Ich habe Maraun et al . Gelesen, "Nichtstationäre Gauß-Prozesse im Wavelet-Bereich: Synthese, Abschätzung und signifikante Tests" (2007), die eine Klasse von nichtstationären GPs definieren, die durch Multiplikatoren im Wavelet-Bereich spezifiziert werden können. Eine Realisierung eines solchen GP ist: wobei weißes Rauschen ist, die kontinuierliche Wavelet-Transformation in Bezug auf Wavelet , ist der Multiplikator (ein bisschen wie ein Fourier-Koeffizient) mit der Skala und der Zeit , und ist die inverse Wavelet-Transformation mit dem Rekonstruktions-Wavelet .& eegr; ( t ) W g g m ( b , a ) a b M h h
Ein zentrales Ergebnis der Arbeit ist, dass, wenn sich die Multiplikatoren nur langsam ändern, die Realisierung selbst nur "schwach" von der tatsächlichen Wahl von und abhängt . Somit spezifiziert den Prozess.
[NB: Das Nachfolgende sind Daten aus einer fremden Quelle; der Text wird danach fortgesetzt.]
Issue #2277, opened 2026-08-26
chore(local): delete the orphaned cdk-local fork under src/local now that the reachability critic has it annotated


go-to-k:
## Summary

go-to-k/cdkd#2228 asked for one of three outcomes: delete the orphaned cdk-local fork, mechanize the drift check, or annotate the orphans. The PR for it did the second and third together -- `scripts/check-local-reachability.ts` now fails when an exported value symbol under `src/local/**` has no live caller and no annotation, AND when an annotation is stale -- and deliberately did NOT do the first. This issue carries the deletion, with the audit already done so the next session does not repeat it.

The audit is the reason to file this rather than leave the annotations as the end state. An annotation stops a fix landing in dead code by accident; it does not stop the code being carried, compiled, typechecked, linted and unit-tested on every CI run, and it does not stop a reader having to work out which of two copies is real.

## What is orphaned, measured 2026-08-26 at b8f97714

29 exported symbols across 8 files carry `@no-live-caller` / `@test-only-export`. Four of the files are orphaned WHOLE:

| File | Lines | State | cdk-local equivalent |
| --- | --- | --- | --- |
| `src/local/vtl-engine.ts` | 1229 | loaded-only (all 5 exports dead) | `evaluateVtl`, `buildDefaultUtil`, `buildVtlInput`, `applyJsonPath`, `buildVtlRequestContext` all present in cdk-local 0.147.7's bundle |
| `src/local/httpv2-service-integration.ts` | 717 | unreferenced (all 5 exports dead) | `dispatchServiceIntegration`, `isSupportedSubtype`, `SUPPORTED_SUBTYPES`, `applyResponseParameters` all present |
| `src/local/cfn-local-state-provider.ts` | 436 | unreferenced (all 5 exports dead) | `CfnLocalStateProvider` is exported from the `cdk-local` package ROOT and re-exported by `src/cli/commands/local-state-source.ts:31`, which is what `--from-cfn-stack` actually uses |
| `src/local/reload-orchestrator.ts` | 343 | loaded-only (its 1 export dead) | none by that name; superseded IN-REPO by the non-exported `reloadAllServers` in `src/cli/commands/local-start-api.ts:2865`, which drives `--watch` for the N-server topology. Only the `NextStateMaterial` TYPE is still imported from it (`local-start-api.ts:108`) |

Two files are orphaned in PART and must be edited rather than deleted:

[...]

Issue #2276, opened 2026-08-26
chore(scripts): widen check-local-reachability's default scope from src/local to src


go-to-k:
## Summary

`scripts/check-local-reachability.ts` (issue go-to-k/cdkd#2228) requires every exported value symbol with a cdkd-authored body under `src/local/**` to be transitively reachable from a shipped entry point, or to carry `@no-live-caller` / `@test-only-export` at its declaration. Its default scope is `src/local` because that is where the cdk-local fork boundary runs. The rule is not specific to that directory, though, and the same run over the whole tree reports work the narrow scope does not.

## What a repo-wide run reports

Measured 2026-08-26 with `node --experimental-strip-types scripts/check-local-reachability.ts --scope=src` against `b8f97714`: roughly 30 unreachable exported symbols outside `src/local/**`, across ~25 files. The distribution is materially different from `src/local`'s, and that is why the default was NOT widened in the go-to-k/cdkd#2228 PR:

- The large majority are TEST-RESET SEAMS: `resetLiveRenderer`, `clearWriteOnlyPropertiesCache`, `clearCreateOnlyPropertiesCache`, `resetIdempotencyTokensForTests`, `clearOaiCanonicalUserIdCacheForTest`, `disarmInterruptWatchForTests`, `resetAccountInfoCache`, `resetEcrLoginCache`, `clearResolvedResourceTimeouts`. Each needs `@test-only-export` plus one line of reason. Mechanical, but ~20 declarations.
[...]

Issue #2203, opened 2026-08-25
fix(local): two more JSON.parse error-message echoes with the go-to-k/cdkd#2189 shape but a non-secret population (rie-client, vtl-engine)


go-to-k:
## Summary

Issue go-to-k/cdkd#2189 removed a `JSON.parse` error-message echo from `src/local/ecs-secrets-resolver.ts`, because V8 embeds a prefix of the PARSED INPUT in `SyntaxError.message` and the parsed input was a resolved secret. The sweep for that fix found two more sites with the **identical shape** but a **different population**, and they were deliberately left alone. This issue records that call so it is visible and challengeable rather than silently dropped.

## The two sites

- `src/local/rie-client.ts:466` -- parses a Lambda streaming-response prelude emitted by the function under test.
- `src/local/vtl-engine.ts:200` -- parses the argument of a VTL `$util.parseJson(...)`, which under `cdkd local start-api` can be the incoming HTTP request body.

Both interpolate the parser's message on failure, so a prefix of what they parsed reaches the terminal.

## Why they were NOT fixed in go-to-k/cdkd#2189

The criterion in go-to-k/cdkd#2189 is explicit: an interpolation whose thrown-from operation **consumed secret material cdkd resolved**. Neither of these does. They consume application payload that the developer supplied on their own machine, in their own terminal -- cdkd did not fetch it from a secret store, and the developer already holds it. Truncating the parse diagnostic there removes real debugging value from a local-emulation path with no cdkd-managed secret at stake.

`vtl-engine.ts` is the arguable one: a developer testing a login endpoint through `cdkd local start-api` has a password in the request body, and a malformed body would put a prefix of it on their terminal.

## What this issue is asking for

A decision, not necessarily a fix. Three admissible outcomes:

1. **Won't-do** -- close it, and put the reasoning in a comment at both sites so the next sweep does not re-raise it.
2. **Narrow fix** -- redact in `vtl-engine.ts` only (the request-body path), leave `rie-client.ts` alone.
3. **Both** -- apply the go-to-k/cdkd#2189 treatment (`err.name` plus a fixed discriminator) at both.

Whichever is chosen, the sites should end up carrying a comment saying so, since the shape is identical to one that WAS fixed and a future reader will otherwise assume an oversight.

## Evidence from the go-to-k/cdkd#2189 sweep (so it is not re-derived)

[...]

PR #2278, opened 2026-08-26
chore(local): fence cdkd's orphaned cdk-local forks with a symbol-level reachability critic

### LINKED ISSUE #2228: chore(local): cdkd forks the REST v1 dispatch chain but cdk-local's copy is what runs, so a fix can land in the fork and ship as a no-op
## Summary

cdkd carries a full fork of the REST v1 local-integration dispatch chain that **no longer executes**. `cdkd local start-api` runs cdk-local's implementation instead. The fork is still maintained -- it has tests, doc comments and active edits -- so a fix landed in it looks complete, passes CI, and changes nothing a user experiences.

This is not hypothetical. It happened on the go-to-k/cdkd#2203 lane in this run and was caught only by a security reviewer who booted the server and probed it live; unit tests, a code review and the author's own mutation probes had all passed.

## The evidence

- `src/local/http-server.ts` is a shim: it re-exports `startApiServer` from `cdk-local/internal`, and its own doc comment says cdkd "consumes it verbatim instead of carrying a byte-identical copy".
- `src/cli/commands/local-start-api.ts` calls that re-exported server with no dispatcher hook.
- These five symbols have **zero callers anywhere in `src/`** -- only in `tests/`:
  `dispatchMockIntegration`, `dispatchHttpIntegration`, `dispatchAwsLambdaIntegration` (`src/local/rest-v1-integrations.ts`), `invokeRieStreaming` (`src/local/rie-client.ts`), `evaluateVtl` (`src/local/vtl-engine.ts`).
- The single live import out of `rest-v1-integrations.ts` is `warnSsrfRiskyUri` (`local-start-api.ts:68`).
- `src/local/integration-response-selector.ts` is reachable only from `rest-v1-integrations.ts`, so it is orphaned by the same chain.

Measured against the installed `cdk-local@0.147.0` bundle: it carries its own `dispatchRestV1Integration`, its own `buildDefaultUtil().parseJson`, its own `vtlFailure` and its own `invokeRieStreaming` -- and those are what a running `cdkd local start-api` executes.

## Correction (2026-08-26): the scope is the start-api / HTTP chain ONLY

An earlier revision of this body implied `src/local/**` broadly. That is wrong and the correction matters, because it changes which fixes are at risk of shipping as no-ops.

`src/local/ecs-task-runner.ts` is a REAL implementation on cdkd's shipped path -- `src/cli/commands/local-run-task.ts:45` imports it directly -- and it in turn imports `ecs-secrets-resolver.ts` at `:29`. So `cdkl`-style task running and the ECS secret resolution under it are LIVE in cdkd, and go-to-k/cdkd#2189's fix genuinely reaches users.

What is shimmed is the **start-api / HTTP dispatch chain** specifically: `http-server.ts` re-exports `startApiServer` from `cdk-local/internal`, and the REST v1 dispatchers, `evaluateVtl` and `invokeRieStreaming` have no live `src/` caller behind it. The audit this issue asks for should therefore START from "which modules have no live importer" rather than assuming a directory-wide answer -- the boundary runs through the middle of `src/local/`, not around it.

## Why this is worse than ordinary dead code

Ordinary dead code is inert. This fork is a **decoy**: it is a plausible-looking, test-covered, comment-documented copy sitting at the path an author would search. Every signal a normal verification pass produces -- the grep finds it, the unit tests exercise it, a mutation probe reddens -- is satisfied by editing the copy that does not run. Only a live end-to-end probe can tell the difference, and nothing in the flow demands one for a change of this shape.

The same class already bit this repo once: go-to-k/cdkd#1972, where `src/local/lambda-authorizer.ts` outlived its move to cdk-local and kept a dead entry in four separate lists.

## What needs deciding

1. **Delete the fork** and keep only what is genuinely cdkd-owned (`warnSsrfRiskyUri`, and whatever else has a live importer). Cleanest, and it makes the next author's grep land on cdk-local where the code actually is. Cost: the tests covering the fork go too, and any behaviour cdkd intends to diverge on has to be re-expressed as a cdk-local option.
2. **Keep it and make the drift mechanical**: a test that fails when a cdkd file has no live `src/` importer, or one that diffs the fork against the cdk-local source it mirrors. Cheaper to land, but it preserves a copy that will keep attracting fixes.
3. **Keep it and mark it**: a header on each orphaned file naming cdk-local as the live owner. Weakest -- it is a comment asking the next reader to remember, which is what the two prior instances of this class already had.

Whichever is chosen, the audit should be repo-wide rather than limited to these four files: enumerate every `src/local/**` module and check each has a live importer, since the shim boundary has moved more than once.

Dup-check: searched open issues for `cdk-local shim`, `no runtime caller`, `dead code`, `rest-v1-integrations`, `vtl-engine` in titles and bodies. Hits were go-to-k/cdkd#1831 and go-to-k/cdkd#1821 (a cdk-local partition table, a different root cause) and go-to-k/cdkd#2203 (the lane that surfaced this, scoped to the error-message echo itself). No open issue names this root cause.
Session-fit: next (not this session) -- it is a decision between deleting a subsystem, writing a repo-wide reachability fence, or annotating; and the audit it implies spans every module under `src/local/**`, which is a different subsystem from the error-message echo this run was fixing.
Severity: medium -- no user-visible defect today, since the fork is inert. What it costs is that a future fix can land in it and ship as a no-op while every gate reports green, which is exactly what happened here and cost a full review round to catch.
Effort: medium (M) -- option 2 rides the existing unit suite and needs no new fixture; option 1 needs a re-review round because it deletes a subsystem and its tests.
Estimate: ~2-4 h -- dominated by the repo-wide reachability audit and by deciding, per orphaned module, whether cdkd intends to diverge from cdk-local or not; the mechanical fence itself is under an hour.

go-to-k:
## Summary

cdkd carries orphaned copies of code that cdk-local actually runs. The copies are test-covered, comment-documented, and sit exactly where a grep lands — so a fix can be written into one, pass every gate, and ship as a no-op. That is not hypothetical: it happened to go-to-k/cdkd#2203 earlier today and was caught only by a security reviewer who booted the server.

Closes #2228.

## Module-level reachability would NOT have caught it

The obvious fence — "every `src/local/**` module must have a live importer" — is green on the exact defect. `vtl-engine.ts` HAS a live importer: `rest-v1-integrations.ts` imports it, and `local-start-api.ts` imports `warnSsrfRiskyUri` from that. ESM loads the module; not one of its five exports is ever reached.

So the critic is **symbol-level**, computed over the TS AST from the build entries (`src/index.ts`, `src/cli/index.ts`), handling dynamic `import()`, namespace imports, `extends` clauses and inline type imports under `verbatimModuleSyntax`.

## The audit — 57 modules

| class | n | notable |
|---|---|---|
| live (all exports reached) | 12 | incl. `ecs-task-runner`, `ecs-secrets-resolver` — fully live, correcting an earlier assumption |
| live-partial | 4 | `rie-client` 2/6 — `invokeRie` and `waitForRieReady` ARE live; only the streaming half is dead |
| loaded-only (zero exports called) | 2 | `vtl-engine` (a fork), `reload-orchestrator` (an orphan — no cdk-local equivalent) |
| unreferenced | 2 | `httpv2-service-integration`, `cfn-local-state-provider` — both forks |
| shim-consumed | 28 | `http-server`, `sigv4-verify`, … — legitimate re-exports |
| shim-unreferenced | 8 | re-exports with no body, so they cannot act as decoys |
| types-only | 1 | |

All 29 "dead" verdicts were cross-checked by grep; zero false positives.

## Why both an annotation AND a fence

An annotation alone is a comment asking the next reader to remember — which is what already failed here twice. A fence alone does not reach the author: the tree already contains orphans, so any check that is green today must tolerate them, and a tolerated orphan is invisible at the moment someone edits it.

So it runs in **both directions**: an unannotated unreachable symbol FAILS, and an annotation on a symbol that has become reachable FAILS as stale. 29 `@no-live-caller` / `@test-only-export` annotations were added — comments only, no logic changed in `src/`.

Shims are excluded **structurally**, not by allowlist: a file declaring no value symbols never enters the population. `http-server.ts` gets no special-casing.

## Probes, both directions

21 mutations of the checker: **20 RED**, plus one deliberate semantics-preserving control that stayed GREEN (proving the suite is not failing for an unrelated reason).

Worth stating plainly: **6 of those were GREEN on the first run.** One was passing for the wrong reason, so the fixture was rebuilt as a discriminating type-only-vs-value pair; four covered shapes absent from the current tree, so a self-probe corpus was added for them; one was unobservable, so a `CDKD_SELF_PROBE_FORCE_FAIL=1` seam now proves it in one spawn.

Must-not-fire direction: 28 consumed shims, 8 unconsumed shims, types-only, all 55 live symbols and every annotated orphan produce zero findings.

## Two byproducts the calibration surfaced

- `ecr-puller.ts`'s doc claimed `isImageInLocalCache` is reused by `docker-image-builder`'s `--no-build` path. That file is a shim; the reuse does not exist.
- `tests/integration/local-start-api/verify.sh:263` claimed cdkd's `invokeRieStreaming` parses the prelude. cdk-local's copy is what runs.

## Deliberately NOT in this PR

Deletion of the orphaned forks (~4.4k src + ~3.7k test lines) is go-to-k/cdkd#2277, and widening the critic's scope beyond `src/local` is go-to-k/cdkd#2276. Deleting a subsystem is a different review question ("was it really unreachable?") from adding a critic, and bundling them puts two unrelated risk judgements in one diff.

## Verification

`vp run test` **806 files / 16,608 tests**, all pass. `vp run check` 0 errors, `typecheck:test` 0, `build` 0. The CI step lands inside `check-build-test` (verified by parsing the YAML).

Note for merging: this touches `src/local/**` — comments only, but the `integ-local` gate is path-based, not content-based — so it needs a Docker `local-*` integ before it can merge.


go-to-k:
Closing and re-opening as a fresh PR from the same branch.

GitHub fired no workflow at all for this PR after `666fd613` — zero check-runs on the head sha, commit status `pending`, and not even `PR Title Check`, which runs on every push. `ci.yml` has no path filters (`pull_request: branches: [main]`), so an empty commit is not the explanation, and other branches ran normally at 16:11Z, so it is not the earlier repo-wide outage either.

Tried and did not re-trigger: close + reopen, and two pushes of new shas. The close/reopen is the likeliest cause of the stuck state, so a fresh PR should clear it. Same branch, same commits — nothing is lost.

Sie erstellen einige aussagekräftige Tests, um anhand von Erkenntnissen auf die Wavelet-Multiplikatoren schließen zu können.g h m ( b , a )
Zwei Fragen:
1. Wie bewerten wir die Standard - GP Wahrscheinlichkeit , das ist ?
Ich würde vermuten, dass wir effektiv eine Änderung der Koordinaten vornehmen, sodass wobei die Wavelets und die (diagonale?) Matrix der Wavelet-Koeffizienten . Sie verwenden jedoch eine nicht-orthonormale CWT, sodass ich nicht weiß, ob dies korrekt ist.W M m ( a , b )
2. Wie kann diese Wavelet-Domain-GP mit einer Real-Space-GP in Beziehung gesetzt werden ? Können wir konkret aus einen Realraumkern (nicht stationär) berechnen ?m ( a , b )
Zum Vergleich: Der Kern eines stationären Gaußschen Prozesses ist das Fourier-Dual seiner spektralen Dichte (Bochner-Theorem, siehe Rasmussen, Kapitel 4) - ein einfacher Weg, um zwischen einem Realraum-GP und einem Frequenzraum-GP zu wechseln. Hier frage ich, ob es eine solche Beziehung im Wavelet-Bereich gibt.